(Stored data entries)
=== Section Start ===

PR #9774, opened 2025-03-05
cache result wrapping and context cancel management in dagql cache

sipsma:
Splitting out another seperable chunk from https://github.com/dagger/dagger/pull/9682

This updates dagql's cache to use the same "singleflight" implementation added for the local sync rework.

The idea of deduping equivalent calls is the same as the previous cachemap implementation, but with two important additional features:
* Context cancellation is handled better.
  * Previously when calls were deduped, the "first" context was always used, which meant that if it was canceled (i.e. first client disconnected for any reason), all other clients waiting on the same call would get canceled too.
  * Now, the call is only canceled if *all* caller contexts are canceled.
* Results returned from the cache are wrapped in a type that are ref-counted and releasable. When all refs for the result are released, they are removed from the cache.
  * This is not used in dagql quite yet, but will be in follow-up PRs. It still makes sense to include in this PR since it comes along for the ride with re-using the singleflight implementation from the local sync code.

The main goals here are to:
* Test the context cancelation improvements in isolation; they are a subtle change so worth verifying by themselves
* Setup the follow-ups that actually use the ref counted results to support engine-wide dagql cache


engine/cache/cache.go
```diff
@@ -0,0 +1,192 @@
+package cache
+
+import (
+	"context"
+	"fmt"
+	"sync"
+)
+
+type Cache[K comparable, V any] interface {
+	GetOrInitializeValue(context.Context, K, V) (Result[K, V], error)
```
jedevc, line 10: nit: doc comments would be very helpful :pray:

jedevc (approved):

jedevc:
> all other clients waiting on the same call would get canceled too

Huh. I wonder if this will potentially relieve some of the weird everything-gets-context-cancelled at the same time issues we've seen.

sipsma:
> Huh. I wonder if this will potentially relieve some of the weird everything-gets-context-cancelled at the same time issues we've seen.

Yeah wondering that too. Or even if errors don't go away, I have been wondering if something about the behavior before this PR is resulting in the "real" error getting swallowed and just context canceled from another call showing up. We'll see 🤞

> I wonder, would it be worth adding a test for this behavior now we've fixed it? Make two long-running calls, cancel one of them, and check the other one runs successfully.

Yeah totally, I did add unit tests already but integ test should be trivial too and is valuable I agree

PR #9776, opened 2025-03-05
chore: remove cargo-culted json labels on core types

jedevc:
These don't *seem* to be used, and also... conceptually, they shouldn't be. For the most part, these structs shouldn't be getting directly serialized, but the labels imply that they are.

We're really inconsistent with this anyways (as noted multiple times previously), so let's just remove them.

### DIFF
--- a/core/cache.go
+++ b/core/cache.go
@@ -14,7 +14,7 @@ import (
 
 // CacheVolume is a persistent volume with a globally scoped identifier.
 type CacheVolume struct {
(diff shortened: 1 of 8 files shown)


vito (approved):
These are probably from pre-DagQL when IDs were literally Base64-JSON encoded objects. But even then the keys didn't really matter. I suppose they were just a nice reminder that we have to deal with JSON marshalability.

PR #10309, opened 2025-04-30
refactor: decouple sdk interface

TomChv:
Add function implementation checking in the engine so it is aware of which function the SDK implements.
Move sdk related code into its own package except the interface definition bececause it's used in `core`.
Improve sdk documentation and code readability.
Make `requiredClientGenerationFiles` optional.
Put the Golang sdk implementation into its own file. Put some resolving logic from schema/module_source.go into core/module_source.go to avoid circular dependency with the new `sdk` package.

Note: for now this does not make the implementation of SDK function optional but this should be done in a follow up since it needs changes in the CLI to set what is expected to be implemented depending on the command execution (`dagger develop` need Codegen | `dagger call` needs Runtime etc...)


core/sdk.go
```diff
@@ -0,0 +1,197 @@
...
+
+The generated client is standalone and can be used in any project,
+even if no source code module is available.
+
+This interface MUST be implemented to support standalone client oriented
+features (`dagger client install`).
+*/
+type ClientGenerator interface {
+	/*
+		RequiredClientGenerationFiles returns the list of files that are required
```
jedevc, line 21: nit: should just be indented once?

core/sdk/code_generator_module.go
jedevc, line 1: These files can be named `module_...`, then they'll appear next to each other.

core/sdk.go
jedevc, line 1: Can this be moved to the `sdk` package as well?

core/modulerefs.go
```diff
@@ -314,3 +314,31 @@ func (p *parsedGitRefString) getGitRefAndModVersion(
...
+			return v, nil
+		}
+	}
+	return "", fmt.Errorf("unable to find version %s", match)
+}
+
+func isSemver(ver string) bool {
+	re := regexp.MustCompile(`^v[0-9]+\.[0-9]+\.[0-9]+$`)
+	return re.MatchString(ver)
+}
```
jedevc, line 344: This function can be removed. `semver.IsValid` is the way to do this :grin:

core/sdk.go
TomChv: > Can this be moved to the sdk package as well?

Sadly no, because `core/modulesource` has `SDK` in its field and `sdk/` package depends on core :/

core/sdk.go
TomChv: The formatter is auto formatting with 2 :/

core/modulerefs.go
TomChv: I replaced isSemver with a call to `semver.IsValid` and removed the tests for isSemver + removed the function

core/sdk/code_generator_module.go
TomChv: done!

core/modulesource_test.go
```diff
@@ -47,3 +51,390 @@ func TestGitModuleSourceSymbolic(t *testing.T) {
 		})
 	}
 }
+
+func TestMatchVersion(t *testing.T) {
```
eunomie, line 55: Just wondering if this test shouldn't be in a `core/modulerefs_test.go`?
This is mostly about conventions and keeping the test as close as possible to the code itself, but also helps IDEs like Goland that groups test files with their source code
image

TomChv: Done in [b06969c](https://github.com/dagger/dagger/pull/10309/commits/b06969c102812b7feede5d7a4850acc20e368101)

jedevc (approved):
LGTM once tests pass :grin:

TomChv:
Failed tests isn't related to this Pr: https://v3.dagger.cloud/dagger/traces/3725485313b25b333d45a6176cc27f94?listen=0c0b6ad3e0fde1c8&listen=e630495b1ba20fae&listen=d8d9824faa6188da&listen=64ad47fb98519a8d&listen=bce999b99eef0926&listen=e002e856fab41994

PR #10311, opened 2025-04-30
cache secrets by plaintext; make cache key configurable

sipsma:
# Problem
Secrets have been cached by their "name", which for `setSecret` was the actual name and for URI-based secrets was the URI. This caching behavior was inherited from buildkit.

This impacts when the cache is busted for operations that include the secret.

For example w/ `SetSecret`
```go
dag := dagger.Connect(ctx)
secret1 := dag.SetSecret("FOO", "123")
ctr1 := dag.Container().
  From("alpine").
  WithSecretVariable("FOO", secret1).
  WithExec([]string{"true"}).
  Sync(ctx)

secret2 := dag.SetSecret("FOO", "abc")
// ctr2 is cached with ctr1 because secret1 and secret2 
// have the same name, even though they have different values
ctr2 := dag.Container().
  From("alpine").
  WithSecretVariable("FOO", secret2).
  WithExec([]string{"true"}).
  Sync(ctx)
```

For example w/ `Secret` (uri based)
```go
os.SetEnv("FOO", "123")
dag1 := dagger.Connect(ctx)
secret1 := dag1.Secret("env://FOO")
ctr1 := dag1.Container().
  From("alpine").
  WithSecretVariable("FOO", secret1).
  WithExec([]string{"true"}).
  Sync(ctx)

os.SetEnv("FOO", "abc")
dag2 := dagger.Connect(ctx)
secret2 := dag2.Secret("env://FOO")
// ctr2 is cached with ctr1 because secret1 and secret2 
// have the same name (URI in this case), even though they have different values
ctr2 := dag2.Container().
  From("alpine").
  WithSecretVariable("FOO", secret2).
  WithExec([]string{"true"}).
  Sync(ctx)
```

For many use cases, this behavior of caching by the name rather than plaintext value works out because users don't want the a change in plaintext to bust the cache, e.g.
* sets of tokens w/ different values that are all valid auth for the same resource (i.e. different users with their own tokens for the same resource)
* secrets that frequently rotate in value

However, there are also cases where this is quite surprising and users want the cache key to be derived from the plaintext value (i.e. a change in plaintext busts the cache and different secrets with the same plaintext are cached together).
* E.g. different clients source a token from the same env var (`env://AUTH_TOKEN`) but each client has different values that are not equivalent
* For `SetSecret` there was always a fallback of giving the secret a unique name (and thus cache key)
* **However, for URI-based secrets that's not always an option** unless you have users change environment variables, secret names in external providers, etc.
* The above problem was exacerbated by dagql engine-wide caching since it made it much easier for different clients to get cache hits between each other, including those using meaningfully different secrets that have the same URI

Basically, there's different use cases that call for drastically different behavior in terms of how/when secrets bust cache, specifically in terms of whether the secret cache key should be based on the plaintext or a different user-supplied string.

# Solution

The fix here:
1. Changes the default cache key for secrets to be derived from the plaintext. Different plaintexts bust cache for operations including the secrets
   * This is a breaking change
2. `Query.secret` (the one used for URI-based secrets) has a new optional argument `cacheKey`. If it's set, it will override the plaintext-based cache key and be used instead.
   * This enables users to selectively obtain the previous behavior

Overall, this behavior feels the most intuitive in the default case, especially for URI based secrets, which we consider the new-and-improved replacement for `setSecret`. The fact that URI-based secrets all share cache across clients just based on the URI string doesn't really make much sense outside of the "historical" reasons. Then for users who want to opt into cache control over secrets, the new `cacheKey` argument is available to them.

Going back to the previous `Secret` URI example, the new behavior is:

For example w/ `Secret` (uri based)
```go
os.SetEnv("FOO", "123")
dag1 := dagger.Connect(ctx)
secret1 := dag1.Secret("env://FOO")
ctr1 := dag1.Container().
  From("alpine").
  WithSecretVariable("FOO", secret1).
  WithExec([]string{"true"}).
  Sync(ctx)

os.SetEnv("FOO", "abc")
dag2 := dagger.Connect(ctx)
secret2 := dag2.Secret("env://FOO")
// ctr2 is NOT cached with ctr1 because secret1 and secret2 
// have different plaintexts
ctr2 := dag2.Container().
  From("alpine").
  WithSecretVariable("FOO", secret2).
  WithExec([]string{"true"}).
  Sync(ctx)
```

For use cases that call for different secrets having the same cache key (closer to the old behavior, but more configurable now), below are examples of usage of the new `cacheKey` arg.

In code:
```go
os.SetEnv("FOO", "123")
secret1 := dag.Secret("env://FOO", dagger.SecretOpts{CacheKey: "my-tokens"})

ctr1 := dag.Container().
  From("alpine").
  WithSecretVariable("FOO", secret1).
  WithExec([]string{"true"}).
  Sync(ctx)

os.SetEnv("BAR", "abc")
secret2 := dag.Secret("env://BAR", dagger.SecretOpts{CacheKey: "my-tokens"})
// ctr2 is cached with ctr1 because secret1 and secret2 
// have the same cacheKey, even though they have different values + URIs
ctr2 := dag.Container().
  From("alpine").
  WithSecretVariable("FOO", secret2).
  WithExec([]string{"true"}).
  Sync(ctx)
```

In dagger shell:
```
⋈ some-function --secret-arg $(secret env://FOO --cache-key my-tokens)
```

In dagger call:
```
dagger call some-function --secret-arg env://FOO?cacheKey=my-tokens
```

# Security

We haven't stored secret plaintexts on disk and still won't after this change.

However, we do need to be careful deriving cache keys from plaintexts since those cache keys are sent as IDs all over (OTEL progress primarily, but also logged various places) and the cache keys are also written to the local disk as part of the cache.

Specifically, we don't want to make it easy to perform offline brute forcing attempts of secret cache keys to find their plaintext. This is very similar to the problem web backends have around password hashing.

The implementation here uses `[argon2`](https://en.wikipedia.org/wiki/Argon2) (specifically the implementation in the go stdlib) to hash the secrets and turn them into cache keys.
* This allows us to tune the hashing to be expensive enough to make brute-forcing infeasible but also not so slow it noticeably impacts the engine.
* e.g. on my laptop the hash takes 10-30ms, so it's not a bottleneck, but that's still 10s of millions times slower than the time it takes to try 1 sha256 hash on a modern GPU (<1 ns)

The main difference from the more typical password-hashing use-case is that we *don't* want a unique salt per secret since we need deterministic cache keys. Instead, we use a salt unique to the engine instance as a whole (stored on the local disk along-side the cache).
* There will be some thinking required to get this working for remote cache transferred between engines (where the salt is different and thus secret cache keys), but secrets are already tricky in that situation anyways, so this doesn't make the situation much worse. These are all implementation details that can be tweaked or reassessed at that time if needed.

---

TODOs:
- [x] More new tests
- [x] Add support for `cacheKey` arg being included in secret URI (to support `dagger call` mainly)
- [x] Consider whether `SetSecret` should have the same change in default cache key (for consistency)
   * After thinking about this some more, I'm not going to change `SetSecret`. The name provided to `SetSecret` is essentially the same as the new `cacheKey` arg to `Secret`, so I think keeping the current behavior is overall the least confusing.
- [x] Fill in doc strings
- [x] Changelog for breaking change
   - additional changelog for vault secret provider panic fix found during this: https://github.com/dagger/dagger/pull/10311/commits/ba695546ed1d1b87079576ae38064307b9bd00cf

Follow-ups:
- [ ] Update docs


cmd/dagger/flags.go
```diff
@@ -448,6 +449,12 @@ func (v *secretValue) Set(s string) error {
 		s = secretSource + "://" + val
 	}
 
+	const cacheKeyPrefix = ",cacheKey="
```
jedevc, line 452: Agreed, I don't love this syntax either. Dunno, I feel like maybe it might be worth struggling through the pain of getting secret provider as *full URIs* so this could work?

But no real other suggestions :cry:

jedevc (approved):

cmd/dagger/flags.go
sipsma: It's mainly the `cmd://echo blah blah?cacheKey=my-tokens` situation that's hard to deal with, since that's not a valid URI (it complains the host cannot have spaces, which makes sense).

I *did* just realize that `cmd:///echo blah blah?cacheKey=my-tokens` (3 `/` instead of 2) is valid because the command is technically part of the path rather than host and spaces get url encoded)

I wouldn't want users to have to type 3 `/`s though, could special case it I guess to automatically put an extra `/`. Also some potential weirdness about disambiguating `/command` from `command`, but getting outrageously obscure at that point.

I'll try something out quick here and see if it feels any better/worse than the current solution

sipsma: Got this working w/ a slightly different approach that required an extra chunk of careful query param parsing in cmd/dagger/flags.go, but added integ+unit test coverage to cover it

Issue #7721, opened 2024-06-22
✨ Build-Kit Build reproducibility in Dagger


danielwegener:
### What are you trying to do?

I'd love to have binary reproducible builds (motivation: https://reproducible-builds.org/) in dagger.  

### Why is this important to you?

Beside its nice security properties, I'd also love the fact, that I could use it for stable image pinning and actual change detection in k8s deployments (as image digests would only change if the underlying application does change).

### How are you currently working around this?

Directory.withTimestamp helps, but sometimes required to remount a whole container filesystem.

TomChv:
@sipsma @vito @jedevc I think this one is for one of you ;)

danielwegener:
Oh sorry just saw that this was kind of already envisioned in https://dagger.io/blog/reproducible-builds#:~:text=%2C%20fixedTimestamp)-,The%20Future,-Containerization%2C%20resource%20pinning
Is this feature somewhere on the roadmap or would contributions in this direction be welcomed?

hugochinchilla:
this would be nice to have, I'm having to patch my Dockerfiles to ensure each run step forces all mtimes to be a prefixed value and it's getting nasty

PR #10318, opened 2025-05-02
feat: support SOURCE_DATE_EPOCH and rewrite-timestamp

danielwegener:
As described on https://github.com/moby/buildkit/blob/master/docs/build-repro.md, buildkit supports the reproducible-builds variable SOURCE_DATE_EPOCH and a rewrite-timestamp build-arg that uses the epoch as timestamp for actions on the filesystem.

This PR follows the idea outlined in #7721 by:
- Reading SOURCE_DATE_EPOCH at the client and propagate it as ClientMetadata
- Propagate SOURCE_DATE_EPOCH from ClientMetadata to ExecutionMetadata
- Propagate the env SOURCE_DATE_EPOCH to nestedClients and Process.Env 
- Add rewriteTimestamp option to terminal publish, export and asTarball operations

According to the builkit-doc, this would affect:
- the created timestamp in the [OCI Image Config](https://github.com/opencontainers/image-spec/blob/main/config.md#properties)
- the created timestamp in the history objects in the [OCI Image Config](https://github.com/opencontainers/image-spec/blob/main/config.md#properties)
- the org.opencontainers.image.created annotation in the [OCI Image Index](https://github.com/opencontainers/image-spec/blob/main/annotations.md#pre-defined-annotation-keys)
- the timestamp of the files exported with the local exporter
- the timestamp of the files exported with the tar exporter

And also:
- The result of every nested build-tool that uses the SOURCE_DATE_EPOCH variable

Ending up in possibly deterministic, binary reproducible images.

As this is mostly compiler driven developed without deep understanding of daggers internals (just best guesses), It would be helpful to get some feedback on this.

closes: #7721

### DIFF
--- a/core/container.go
+++ b/core/container.go
@@ -4,6 +4,7 @@ import (
 	"context"
 	"encoding/json"
 	"fmt"
+	"github.com/dagger/dagger/engine"
 	"io/fs"
 	"os"
 	"path"
@@ -1214,6 +1215,7 @@ func (container *Container) Publish(
 	platformVariants []*Container,
 	forcedCompression ImageLayerCompression,
 	mediaTypes ImageMediaTypes,
+	rewriteTimestamp dagql.Boolean,
 ) (string, error) {
 	if mediaTypes == "" {
 		// Modern registry implementations support oci types and docker daemons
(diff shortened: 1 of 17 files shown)


core/container.go
```diff
@@ -1214,6 +1215,7 @@ func (container *Container) Publish(
 	platformVariants []*Container,
 	forcedCompression ImageLayerCompression,
 	mediaTypes ImageMediaTypes,
+	rewriteTimestamp dagql.Boolean,
```
jedevc, line 1218: I think the arg here should *ideally* be a timestamp? Then, if left empty, we would default to `clientMetadata.SourceDateEpoch`.

Just because currently, to use this feature, you have to update your module code *and* have the client pass `SOURCE_DATE_EPOCH` which feels tricky - is there ever a reason why we wouldn't want to respect `SOURCE_DATE_EPOCH` if it was set by the client?

We're not tied strictly to the buildkit semantics here, so we're free to build the API we want :tada:

cc @sipsma in case you have opinions about this

core/container.go
```diff
@@ -1233,6 +1235,19 @@ func (container *Container) Publish(
 		opts[string(exptypes.OptKeyForceCompression)] = strconv.FormatBool(true)
 	}
 
+	clientMetadata, err := engine.ClientMetadataFromContext(ctx)
+	if err != nil {
+		return "", err
+	}
+
+	if clientMetadata.SourceDateEpoch != nil {
+		opts[string(exptypes.OptKeySourceDateEpoch)] = strconv.FormatInt(clientMetadata.SourceDateEpoch.Unix(), 10)
```
jedevc, line 1244: We definitely need tests for this - they'd belong in `core/integration/container_test.go`/etc (but yes, we should make sure we have a solid idea of the API first!)

The code around anything interacting with buildkit is going through a *lot* of churn right now, so we need to make sure we're not accidentally bricking anything in the future :yellow_heart:

PR #10334, opened 2025-05-05
fix `err` overwrite causing data race detector failures in integ tests

sipsma:
This was causing flakiness in tests when the detector went off (e.g. https://v3.dagger.cloud/dagger/traces/1df689be91b6f1d837af53ff3cd62b41?span=4acfd90e58c43f70&logs)


sipsma:
Pushed an additional commit w/ a separate fix for a consistent failure we're hitting in TestTelemetry caused by `redis` image using latest and thus changing output (just made it `:7.4.3` now)

vito (approved):
:pray:

PR #10327, opened 2025-05-05
ci: Move a bunch more jobs to alt 2 ci runners

gerhard:
These have proven themselves up to 30-40% faster. A few of these jobs can benefit from caching, so let's see how well they work out in practice.

---

| Job Name | Before (P90 2w) | After (single run) |
|:--------|-------------------|-------------------|
| X | 1016s (16m 56s) | 818s (13m 38s) |
| Y | 940s (15m 40s) | 588s (9m 48s) |
| Z | 768s (12m 48s) | 459s (7m 39s) |

PR #10340, opened 2025-05-06
make `TestCrossSessionSecretURICaching` resilient to cache prunes

sipsma:
This test started flaking in [this PR](https://github.com/dagger/dagger/pull/10327). Didn't repro but looking at it seems like it could be explained by the cache getting pruned while the test is running (which would cause the assertions of cache re-use to fail).

The update uses nested execs to run commands, which ensures that the session stays open for the duration of the test case assertions and thus should prevent the cache from getting pruned until the test is done.


jedevc (approved):

gerhard (approved):
Nice one!

Merging now so that I can rebase the other PR on top of this one, and make sure that everything still works as expected before merging that PR.

PR #10341, opened 2025-05-06
mcp: log std{in,out,err} to files specified by DAGGER_LOG_STD{IN,OUT,ERR} envvars

tiborvass:
This makes debugging MCP in certain environments easier by providing a way to log the dagger cli's stdin/stdout/stderr.

### DIFF
--- a/cmd/dagger/engine.go
+++ b/cmd/dagger/engine.go
@@ -97,9 +97,6 @@ func withEngine(
 
 		params.WithTerminal = withTerminal
 
-		params.Stdin = os.Stdin
-		params.Stdout = os.Stdout
-
 		params.Interactive = interactive
 		params.InteractiveCommand = interactiveCommandParsed
 
--- a/cmd/dagger/main.go
+++ b/cmd/dagger/main.go
@@ -78,11 +78,47 @@ var (
 	Frontend idtui.Frontend
 )
 
+var (
+	stdin          io.Reader
+	stdout, stderr io.Writer
+)
+
+func logFileFromEnv(envName string) *os.File {
+	if logFileName := os.Getenv(envName); logFileName != "" {
+		f, err := os.Create(logFileName)
+		if err != nil {
+			panic(err)
+		}
+		return f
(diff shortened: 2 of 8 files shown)


cmd/dagger/main.go
```diff
@@ -78,12 +78,48 @@ var (
...
+
+func wrapReader(r io.Reader, envName string) io.Reader {
+	f := logFileFromEnv(envName)
+	if f == nil {
+		return r
+	}
+	return io.TeeReader(r, f)
+}
+
+func wrapWriter(w io.Writer, envName string) io.Writer {
```
cwlbraa, line 105: kinda nit, but iiuc these pass straight through if vars are unset, right?

```suggestion
func maybeWrapReader(r io.Reader, envName string) io.Reader {
	f := logFileFromEnv(envName)
	if f == nil {
		return r
	}
	return io.TeeReader(r, f)
}

func wrapWriter(w io.Writer, envName string) io.Writer {
```

cmd/dagger/engine.go
```diff
@@ -97,9 +97,6 @@ func withEngine(
 
 		params.WithTerminal = withTerminal
 
-		params.Stdin = os.Stdin
-		params.Stdout = os.Stdout
```
cwlbraa, line 101: were these 2 lines added when MCP was added? 

i'm not sure the downstream effect of this deletion given that other changes are tightly scoped to `dagger mcp` and the set env vars

cwlbraa (approved):
lgtm pending an explanation for the withEngine change

cmd/dagger/engine.go
tiborvass: yes

tiborvass: I could indeed put the withEngine change separately, but this was part of the refactor as only MCP uses it for now and it's a way to make sure only MCP has the session attachable.

tiborvass:
rebased

vito (approved):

=== Section End ===

● **How to complete this task**: Set down exactly the lines that begin the records and continue through the line bearing "get canceled too."; include both ends.

● **Response area**:
PR #9774, opened 2025-03-05
cache result wrapping and context cancel management in dagql cache

sipsma:
Splitting out another seperable chunk from https://github.com/dagger/dagger/pull/9682

This updates dagql's cache to use the same "singleflight" implementation added for the local sync rework.

The idea of deduping equivalent calls is the same as the previous cachemap implementation, but with two important additional features:
* Context cancellation is handled better.
  * Previously when calls were deduped, the "first" context was always used, which meant that if it was canceled (i.e. first client disconnected for any reason), all other clients waiting on the same call would get canceled too.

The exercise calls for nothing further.